Portfolio synergies. Investors that specialize are better able to aggregate resources particular to that specialty, like technical help, advisors, corporate partners, customer relationships, etc., for the broader portfolio, allowing startups in that portfolio to access those resources at lower cost. A specialized portfolio that brings together companies working around the same sector can also potentially find ways for companies in the portfolio to work together, officially or unofficially.
For startups, specialist funds can allow for:
Easier investor screening. Most capital raises involve conversations with a hundred or so investors, with half of those being immediate dead ends because of lack of transparency by the investor on what problem areas they are interested in. Specialist VCs are very clear on this aspect, allowing startups to schedule those conversations without fear that time will be significantly wasted.
Reduced competition with deals in other industries. Pitching to a generalist fund or a fund with a broad climate mandate can mean that your startup is being compared to other startups that have a totally different growth model. Investing in a materials science company selling into the auto market is worlds apart from investing in a carbon credit software company selling to consumers. Evaluating these deals together often time favors a certain industry or growth model instead of favoring the better company.
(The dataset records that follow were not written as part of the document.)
PR #1421, opened 2024-12-17
fix: message duplication when some messages have the same creation timestamp

myandrienko:
To reproduce an existing bug:
1. Have several (3+) messages with the same creation timestamp in a channel (you can send them quickly with the server-side API)
2. Set up a situation when channels are queried twice (e.g. `<StrictMode />` is enabled and the effect in `ChannelList` runs twice)
3. Observe duplicating messages

The issue is that when inserting items into a sorted array with duplicating creation date, the insertion index points next to a fairly random message with the same creation date. That is not necessarily the message with same id, it could be any other message with the same creation id. So, instead of updating an existing message, we add it again.

This is fixed by performing an additional look-around when inserting a message, searching for the message with the same creation date and the same id. It adds very little overhead, since the search range is very limited. If the message with the same key is found, it is returned as an insertion index.

### DIFF
--- a/src/thread.ts
+++ b/src/thread.ts
@@ -354,6 +354,7 @@ export class Thread<SCG extends ExtendableGenerics = DefaultGenerics> {
       sortedArray: replies,
       sortDirection: 'ascending',
       selectValueToCompare: (reply) => reply.created_at.getTime(),
+      selectKey: (reply) => reply.id,
     });
 
     const actualIndex =
--- a/src/utils.ts
+++ b/src/utils.ts
@@ -311,6 +311,7 @@ export function formatMessage<StreamChatGenerics extends ExtendableGenerics = De
 export const findIndexInSortedArray = <T, L>({
   needle,
   sortedArray,
+  selectKey,
   selectValueToCompare = (e) => e,
   sortDirection = 'ascending',
 }: {
@@ -325,6 +326,7 @@ export const findIndexInSortedArray = <T, L>({
    * selectValueToCompare: (message) => message.created_at.getTime()
    * ```
    */
+  selectKey?: (arrayElement: T) => string;
   selectValueToCompare?: (arrayElement: T) => L | T;
   /**
    * @default ascending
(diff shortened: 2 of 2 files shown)


src/utils.ts
```diff
@@ -353,18 +355,28 @@ export const findIndexInSortedArray = <T, L>({
...
+  // point to possibly find an element with the same key. If found, prefer it.
+  // This, for example, prevents duplication of messages with the same creation date.
+  if (selectKey) {
+    const needleKey = selectKey(needle);
+    for (let i = left; sortedArray[i] === comparableNeedle; i += sortDirection === 'ascending' ? -1 : +1) {
+      if (selectKey(sortedArray[i]) === needleKey) {
+        return i;
+      }
+    }
+  }
```
myandrienko, line 378: 🍒

src/utils.ts
```diff
@@ -410,19 +422,18 @@ export function addToMessageList<T extends FormatMessageResponse>(
...
-  if (!timestampChanged && newMessage.id) {
-    if (newMessages[insertionIndex] && newMessage.id === newMessages[insertionIndex].id) {
-      newMessages[insertionIndex] = newMessage;
-      return newMessages;
-    }
-
-    if (newMessages[insertionIndex - 1] && newMessage.id === newMessages[insertionIndex - 1].id) {
-      newMessages[insertionIndex - 1] = newMessage;
-      return newMessages;
-    }
```
myandrienko, line 425: We no longer need to check this case: if a message needs to be updated, `insertionIndex` is guaranteed to point at it.

src/utils.ts
```diff
@@ -325,6 +326,7 @@ export const findIndexInSortedArray = <T, L>({
    * selectValueToCompare: (message) => message.created_at.getTime()
    * ```
    */
+  selectKey?: (arrayElement: T) => string;
```
arnautov-anton, line 329: Could you please add a description for this property?

myandrienko: Added in https://github.com/GetStream/stream-chat-js/pull/1421/commits/41275d9bef77bcac6caec589031d11932dc2c6d6.

src/thread.ts
```diff
@@ -354,6 +354,7 @@ export class Thread<SCG extends ExtendableGenerics = DefaultGenerics> {
       sortedArray: replies,
       sortDirection: 'ascending',
       selectValueToCompare: (reply) => reply.created_at.getTime(),
+      selectKey: (reply) => reply.id,
     });
 
     const actualIndex =
```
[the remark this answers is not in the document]
myandrienko: Good point, fixed in https://github.com/GetStream/stream-chat-js/pull/1421/commits/51ed4f8bfd5f2a3ea1adc478d4d84aa2cc0284f9.

src/thread.ts
```diff
@@ -354,17 +354,15 @@ export class Thread<SCG extends ExtendableGenerics = DefaultGenerics> {
...
+      selectKey: (reply) => reply.id,
     });
 
-    const actualIndex =
-      replies[index]?.id === message.id ? index : replies[index - 1]?.id === message.id ? index - 1 : null;
-
-    if (actualIndex === null) {
+    if (replies[index]?.id !== message.id ? index : null) {
       return;
     }
```
arnautov-anton, line 362: I think we can ditch this whole thing, no?

myandrienko: I don't think so, the index returned by `findIndexInSortedArray` is not necessarily pointing at an exact match.

arnautov-anton: The confusing part is the rest of the condition (`? index : null`) - in this case it'd go to the early return if the message id's match and the index is non-zero. 🤔

myandrienko: Oh man, for real. Missed that :)

myandrienko: Fixed in https://github.com/GetStream/stream-chat-js/pull/1421/commits/17f8269c543266c59939915df0fa8849995bb122.

MartinCupela (approved):

PR #1423, opened 2024-12-19
feat: add static location and live location support

arnautov-anton:
### This PR adds

- `LocationComposer` class - allows to compose a message with a shared_location
- local events `live_location_sharing.started`, `live_location_sharing.stopped`
- `Channel.sendSharedLocation` - sends a message with a new `shared_location` field
- `Channel.stopLiveLocationSharing` - dispatches local `live_location_sharing.stopped` event to notify `LiveLocationManager` instances (should probably just update message attachment with `stopped_sharing` instead)
- `LiveLocationManager` class - reports location (`client.updateSharedLocation`) updates to the server for all the messages
- location related types


src/LiveLocationManager.ts
```diff
@@ -0,0 +1,256 @@
...
+
+      withCancellation(LiveLocationManager.symbol, async () => {
+        const promises: Promise<SharedLocationResponse>[] = [];
+        await this.assureStateInit();
+
+        for (const [messageId, location] of this.messages) {
+          if (location.latitude === latitude && location.longitude === longitude)
+            continue;
+          const promise = this.client.updateLocation({
+            created_by_device_id: this.deviceId,
```
khushal87: If the `this.deviceId` is passed here the `updateLocation` API fails with an error as below. I think it should be `location.created_by_device_id`.

Screenshot 2025-07-18 at 12 29 55 PM

MartinCupela: Yes, you are right Khushal, this should be taken from the location object.

src/LiveLocationManager.ts
```diff
@@ -0,0 +1,267 @@
...
+  MessageResponse,
+  SharedLiveLocationResponse,
+  SharedLocationResponse,
+} from './types';
+import type { Coords } from './messageComposer';
+
+export type WatchLocationHandler = (value: Coords) => void;
+
+// type Unsubscribe = () => void;
+type WatchLocation = (handler: WatchLocationHandler) => Unsubscribe;
```
khushal87: Can we export it as well?

MartinCupela: done

MartinCupela:
> I am unable to send a location message in a thread. Is it in the spec? I see there's an early exit in the code for `sendLocation`

I think this stems from the spec API definition - there is no place for thread id info in the methods signatures

khushal87 (approved):

PR #1428, opened 2025-01-05
feat(threads): handle custom data

arnautov-anton:

- ~allow querying thread-related data as pure objects instead of instances of `Thread` class~ (discarded)
- handle `thread.updated` within `Thread` class and consider custom fields

### Custom fields

`Thread` class now handles custom data by sifting through `ThreadResponse` keys, skipping reserved ones and storing custom keys with associated data within `ThreadState.custom` object.  For type support, declaration file has to be created and `ThreadResponseCustomData` has to be extended:

```ts
// yourFile.d.ts

import 'stream-chat';

declare module 'stream-chat' {
  interface ThreadResponseCustomData {
    myCustomProperty: string;
    myOtherCustomProperty: { meta: Array<{ key: number }> };
  }
}
```

When the `Thread` is instantiated, the custom properties can be accessed from the state:

```ts
const thread = await client.getThread('messageId');

const { custom } = thread.state.getLatestValue();

console.log(custom.myCustomProperty, custom.myOtherCustomProperty);
```

Fixes: GetStream/stream-chat-react#2592

### DIFF
--- a/src/client.ts
+++ b/src/client.ts
@@ -2754,20 +2754,10 @@ export class StreamChat<StreamChatGenerics extends ExtendableGenerics = DefaultG
    * @param {boolean} options.watch Subscribes the user to the channels of the threads.
    * @param {number}  options.participant_limit Limits the number of participants returned per threads.
    * @param {number}  options.reply_limit Limits the number of replies returned per threads.
-   * @param {boolean} asJSON If set to true, returns JSON response instead of array of Thread instances.
    *
    * @returns {{ threads: Thread<StreamChatGenerics>[], next: string }} Returns the list of threads and the next cursor.
    */
-
-  async queryThreads(
-    options: QueryThreadsOptions | undefined,
-    asJSON: true,
-  ): Promise<QueryThreadsAPIResponse<StreamChatGenerics>>;
-  async queryThreads(
-    options?: QueryThreadsOptions,
-    asJSON?: false,
-  ): Promise<{ next: string | undefined; threads: Thread<StreamChatGenerics>[] }>;
-  async queryThreads(options: QueryThreadsOptions = {}, asJSON = false) {
+  async queryThreads(options: QueryThreadsOptions = {}) {
     const optionsWithDefaults = {
       limit: 10,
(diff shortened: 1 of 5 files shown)


src/client.ts
```diff
@@ -2751,23 +2754,42 @@ export class StreamChat<StreamChatGenerics extends ExtendableGenerics = DefaultG
...
+   * @param {boolean} asJSON If set to true, returns JSON response instead of array of Thread instances.
    *
    * @returns {{ threads: Thread<StreamChatGenerics>[], next: string }} Returns the list of threads and the next cursor.
    */
-  async queryThreads(options?: QueryThreadsOptions) {
-    const opts = {
+
+  async queryThreads(
+    options: QueryThreadsOptions | undefined,
+    asJSON: true,
```
isekovanic, line 2764: *nitpick*
```suggestion
    asObject: true,
```
maybe something like this ? This is technically not JSON, so perhaps more fitting. Totally not important, just caught my eye

arnautov-anton: I'll be dropping these changes altogether - I don't think we should support this at all.

MartinCupela (approved):

szuperaz (approved):

src/thread.ts
```diff
@@ -68,19 +68,42 @@ export type ThreadReadState<SCG extends ExtendableGenerics = DefaultGenerics> =
...
 // TODO: remove this once we move to API v2
-const constructCustomDataObject = <SCG extends ExtendableGenerics>(
-  customPropertyKeys: (keyof ThreadResponseCustomData)[],
-  threadData: ThreadResponse<SCG>,
-) =>
-  customPropertyKeys.reduce<ThreadResponseCustomData>((custom, key) => {
-    if (threadData[key]) {
-      custom[key] = threadData[key];
+const constructCustomDataObject = <SCG extends ExtendableGenerics>(threadData: ThreadResponse<SCG>) => {
+  const custom: ThreadResponseCustomData = {};
```
MartinCupela, line 93: Where is `ThreadResponseCustomData` imported from?

PR #1434, opened 2025-01-16
feat: add SearchController

MartinCupela:

This is an addition of a new classes that control the search logic.

1. SearchController

- Presents a public API for coordination of search activities btw search sources.
- Is not aware of what data is being searched
- Delegates the data retrieval logic to search sources
- Has own reactive state used by integrators in the UI components

2. Search sources
- Take care of retrieving the searched information from the back-end
- Contain data-specific logic
- Handle pagination
- Have own reactive state related to pagination over search results

Advantages:
- Data retrieval logic and search parameters are fully customizable by integrators
- Integrators can subscribe to data changes of the reactive states => no need for onEvent props in the UI components


test/unit/search_controller.test.js
```diff
@@ -0,0 +1,510 @@
+import { expect } from 'chai';
```
arnautov-anton, line 1: Not sure if this is still WIP but let's test new things with TS too.

MartinCupela: @arnautov-anton Does it make sense to have ts declarations if all would be mocks?

arnautov-anton: I mean I saw that the controller takes some generic parameter so it'd be good to test that too. Also tests if functions which rely on this generic accept specific parameter types correctly and what not. Having fully-typed tests just adds extra level of safety even if fully or partially mocked - meaning changing some types after the fact should be caught too.

src/search_controller.ts
```diff
@@ -0,0 +1,484 @@
...
+  search(text?: string): void;
+  searchDebounced: DebouncedExecQueryFunction;
+  readonly searchQuery: string;
+  setDebounceOptions(options: DebounceOptions): void;
+  readonly state: StateStore<SearchSourceState<T>>;
+  readonly type: SearchSourceType;
+}
+
+// eslint-disable-next-line @typescript-eslint/no-explicit-any
+export type SearchSourceState<T = any> = {
```
arnautov-anton, line 50:
```suggestion
export type SearchSourceState<T> = {
```

src/search_controller.ts
```diff
@@ -0,0 +1,484 @@
...
+
+export type SearchSourceType = 'channels' | 'users' | 'messages' | (string & {});
+export type QueryReturnValue<T> = { items: T[]; next?: string };
+export type DebounceOptions = {
+  debounceMs: number;
+};
+type DebouncedExecQueryFunction = DebouncedFunc<(searchString?: string) => Promise<void>>;
+
+// eslint-disable-next-line @typescript-eslint/no-explicit-any
+export interface SearchSource<T = any> {
```
arnautov-anton, line 29:
```suggestion
export interface SearchSource<T> {
```

test/unit/search_controller.test.js
MartinCupela: I still am not sure, whether TS version would make sense. All the search source classes are based on a single abstract class that does not care about the generic type - there is no impact on logic. Could you give me an example please?

src/search_controller.ts
MartinCupela: I thought that putting the default `any` would be simpler than adding it to all the mentions in the SearchController.

src/search_controller.ts
```diff
@@ -0,0 +1,484 @@
...
+  readonly state: StateStore<SearchSourceState<T>>;
+  readonly type: SearchSourceType;
+}
+
+// eslint-disable-next-line @typescript-eslint/no-explicit-any
+export type SearchSourceState<T = any> = {
+  hasMore: boolean;
+  isActive: boolean;
+  isLoading: boolean;
+  items: T[] | undefined;
```
arnautov-anton, line 54:
```suggestion
  items: T[] | undefined;
```
Why `undefined`? Can't it be an empty array instead?

src/search_controller.ts
```diff
@@ -0,0 +1,484 @@
...
+
+  setDebounceOptions = ({ debounceMs }: DebounceOptions) => {
+    this.searchDebounced = debounce(this.executeQuery.bind(this), debounceMs);
+  };
+
+  activate = (sourceStateOverride?: Partial<SearchSourceState>) => {
+    if (this.isActive) return;
+    if (this.searchQuery) {
+      this.search();
+    }
```
arnautov-anton, line 142:
```suggestion
    if (this.searchQuery) {
      this.search();
    }
```

Maybe it'd be better to hide this side-effect behind a state-chage subscription of sorts or is it something you'd want to avoid in this case?

src/search_controller.ts
```diff
@@ -0,0 +1,484 @@
...
+
+  protected abstract query(searchQuery: string): Promise<QueryReturnValue<T>>;
+
+  protected abstract filterQueryResults(items: T[]): T[] | Promise<T[]>;
+
+  setDebounceOptions = ({ debounceMs }: DebounceOptions) => {
+    this.searchDebounced = debounce(this.executeQuery.bind(this), debounceMs);
+  };
+
+  activate = (sourceStateOverride?: Partial<SearchSourceState>) => {
```
arnautov-anton, line 138: Why the partial state here? I'd say `activate` should flip `active` to `true` and all the other side-effects should happen elsewhere. Multiple `StateStore.next` calls seem better than unexpected state changes seemingly unrelated to the method call.

src/search_controller.ts
```diff
@@ -0,0 +1,484 @@
...
+    this.state.partialNext({ isActive: false });
+  };
+
+  async executeQuery(newSearchString?: string) {
+    const hasNewSearchQuery = typeof newSearchString !== 'undefined';
+    const searchString = newSearchString ?? this.searchQuery;
+    if (!this.isActive || this.isLoading || (!this.hasMore && !hasNewSearchQuery) || !searchString) return;
+
+    if (hasNewSearchQuery) {
+      this.resetState({ isActive: this.isActive, isLoading: true, searchQuery: newSearchString });
```
arnautov-anton, line 157: To keep the behavior similar across the newly released classes, `resetState` shouldn't take any value but rather set the store to its initial state (at class construction). Any other modification should happen after the fact:

```suggestion
    if (hasNewSearchQuery) {
      this.resetState();
      this.state.partialNext({ isLoading: true, searchQuery: newSearchString })
```

arnautov-anton: Or if you want to avoid two calls:

```ts
if (hasNewSearchQuery) {
    this.state.next((current) => {
        ...current,
        ...this.initialState,
        // overrides
        isActive: current.isActive,
        isLoading: true,
        searchQuery: newSearchString
    });
```

src/search_controller.ts
```diff
@@ -0,0 +1,484 @@
...
+        stateUpdate.offset = (this.offset ?? 0) + items.length;
+        stateUpdate.hasMore = items.length === this.pageSize;
+      }
+
+      stateUpdate.items = await this.filterQueryResults(items);
+    } catch (e) {
+      stateUpdate.lastQueryError = e as Error;
+    } finally {
+      // eslint-disable-next-line @typescript-eslint/no-unused-vars
+      this.state.next(({ lastQueryError, ...prev }: SearchSourceState<T>) => ({
```
arnautov-anton, line 181:
```suggestion
      this.state.next((current) => ({
```
Also, `stateUpdate` seems to get unwrapped after the "prev" (current state) and unless it (`stateUpdate`) contains reset value it does not really seem necessary to exclude it (reset value is not being set in the try block).

src/search_controller.ts
```diff
@@ -0,0 +1,484 @@
...
+        ...prev,
+        ...stateUpdate,
+        isLoading: false,
+        items: [...(prev.items ?? []), ...(stateUpdate.items || [])],
```
arnautov-anton, line 185: Eliminating the `undefined` from `T[] | undefined` would reduce the unnecessary complexity here.

src/search_controller.ts
```diff
@@ -0,0 +1,484 @@
...
+      hasMore: true,
+      isActive: false,
+      isLoading: false,
+      items: undefined,
+      lastQueryError: undefined,
+      next: undefined,
+      offset: 0,
+      searchQuery: '',
+      ...stateOverrides,
+    });
```
arnautov-anton, line 205: Where `initialState` would get set at the beginning (during construction) and would be `private readonly` property.

```suggestion
    this.state.next(this.initialState)
```

src/search_controller.ts
```diff
@@ -0,0 +1,484 @@
...
+  };
+
+  cancelSearchQueries = () => {
+    this.activeSources.forEach((s) => s.searchDebounced.cancel());
+  };
+
+  clear = () => {
+    this.cancelSearchQueries();
+    this.sources.forEach((source) => source.resetState({ isActive: source.isActive }));
+    this.state.next((prev) => ({
```
arnautov-anton, line 466: Nit:
```suggestion
    this.state.next((current) => ({
```

src/search_controller.ts
MartinCupela: The value `undefined` says that no search has been executed yet. This is handy to know if we want to differ btw the state where will tell the user to start search vs telling the user there are not results for the given search query.

We could think that maybe the same could be inferred from the combination of the length of the search query and the length of the items array. The problem is, when you start typing, for a split of a second, the value of loading is not set. In that case you have a search query of non-zero lenght, loading is false and results are an empty array. That leads to showing "No results found" or whatever the empty results component is. So I would say we need an indicator that tells us, whether the items value is the result of a search query.

src/search_controller.ts
MartinCupela: Yes, I will remove the side effect from both the source and controller activate methods.

MartinCupela: https://github.com/GetStream/stream-chat-js/pull/1434/commits/29cd049d2592381a20681c048a4ad86b02e37a22

src/search_controller.ts
```diff
@@ -0,0 +1,480 @@
...
+  state: StateStore<SearchSourceState<T>>;
+  protected pageSize: number;
+  abstract readonly type: SearchSourceType;
+  searchDebounced!: DebouncedExecQueryFunction;
+
+  protected constructor(options?: SearchSourceOptions) {
+    const { debounceMs, isActive, pageSize } = { ...DEFAULT_SEARCH_SOURCE_OPTIONS, ...options };
+    this.pageSize = pageSize;
+    this.state = new StateStore<SearchSourceState<T>>({
+      hasMore: true,
```
MartinCupela, line 84:
```suggestion
      hasNext: true,
```

MartinCupela: https://github.com/GetStream/stream-chat-js/pull/1434/commits/b285199e9761b5c26e0d96c47929599a69081924

src/search_controller.ts
MartinCupela: Removed partial state update on activation: https://github.com/GetStream/stream-chat-js/pull/1434/commits/072930d0afcba044b8d854b0fdb1ddc8e35c0d32

src/search_controller.ts
MartinCupela: The reason for leaving the `lastQueryError` from the previous state out of the next update is to prevent carrying over errors relevant to previous query if the current query hasn't end up in an error. If you have done 2 queries, in the second query you stored the error, then if the 3rd query has not end up in an error, you do not want to keep the error related to the 2nd query.

src/search_controller.ts
MartinCupela: renamed: https://github.com/GetStream/stream-chat-js/pull/1434/commits/9f76e9fb39591bce76ff8b77bec415e3cd667bbf

src/search_controller.ts
```diff
@@ -0,0 +1,488 @@
...
+export abstract class BaseSearchSource<T> implements SearchSource<T> {
+  state: StateStore<SearchSourceState<T>>;
+  protected pageSize: number;
+  abstract readonly type: SearchSourceType;
+  searchDebounced!: DebouncedExecQueryFunction;
+
+  protected constructor(options?: SearchSourceOptions) {
+    const { debounceMs, isActive, pageSize } = { ...DEFAULT_SEARCH_SOURCE_OPTIONS, ...options };
+    this.pageSize = pageSize;
+    this.state = new StateStore<SearchSourceState<T>>({ ...this.initialState, isActive });
```
arnautov-anton, line 84: I'd expect `this.initialState` to be constructed above:
```suggestion
    this.initialState = { 
        hasNext: true,
        isActive,
        isLoading: false,
        items: undefined,
        lastQueryError: undefined,
        next: undefined,
        offset: 0,
        searchQuery: '',
    }
    this.state = new StateStore<SearchSourceState<T>>(this.initialState);
```

src/search_controller.ts
```diff
@@ -0,0 +1,488 @@
...
+      hasNext: true,
+      isActive: false,
+      isLoading: false,
+      items: undefined,
+      lastQueryError: undefined,
+      next: undefined,
+      offset: 0,
+      searchQuery: '',
+    };
+  }
```
arnautov-anton, line 119: This then does not have to exist.
```suggestion
```

src/search_controller.ts
MartinCupela: I have removed `isActive` from the constructor https://github.com/GetStream/stream-chat-js/pull/1434/commits/e145dae3dbb5d08f5152e4dae5eb3e61e033893d

arnautov-anton (approved):

src/search_controller.ts
```diff
@@ -0,0 +1,486 @@
...
+};
+
+export type SearchControllerOptions = {
+  config?: Partial<SearchControllerConfig>;
+  sources?: SearchSource[];
+};
+
+export class SearchController<StreamChatGenerics extends ExtendableGenerics = DefaultGenerics> {
+  // Keeps data that is subject to change. Not intended for direct use by integrators.
+  internalState: StateStore<InternalSearchControllerState<StreamChatGenerics>>;
```
arnautov-anton, line 371:
```suggestion
  /**
   * Not intended for direct use by integrators, might be removed without notice resulting in
   * broken integrations.
   */
  _internalState: StateStore<InternalSearchControllerState<StreamChatGenerics>>;
```

isekovanic (approved):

More value-added partnerships. Specialist VCs often have more relationships within industry, which means that startups that partner with specialist VCs can access more relevant resources that can help them scale. Specialist VCs are likely also better able to contribute meaningfully to accelerating the startup’s growth as board members or advisors, making them better partners in the long run.
Easier access to subject matter experts. Specialist VCs attract other specialist service providers and specialist partners, which means taking on a specialist VC can naturally allow a startup access to a wide array of subject matter experts in their sector. This can make the build process on a niche problem a lot less painful.
TLDR; we’re seeing more specialist VCs in climatetech. And that’s a good thing for the ecosystem.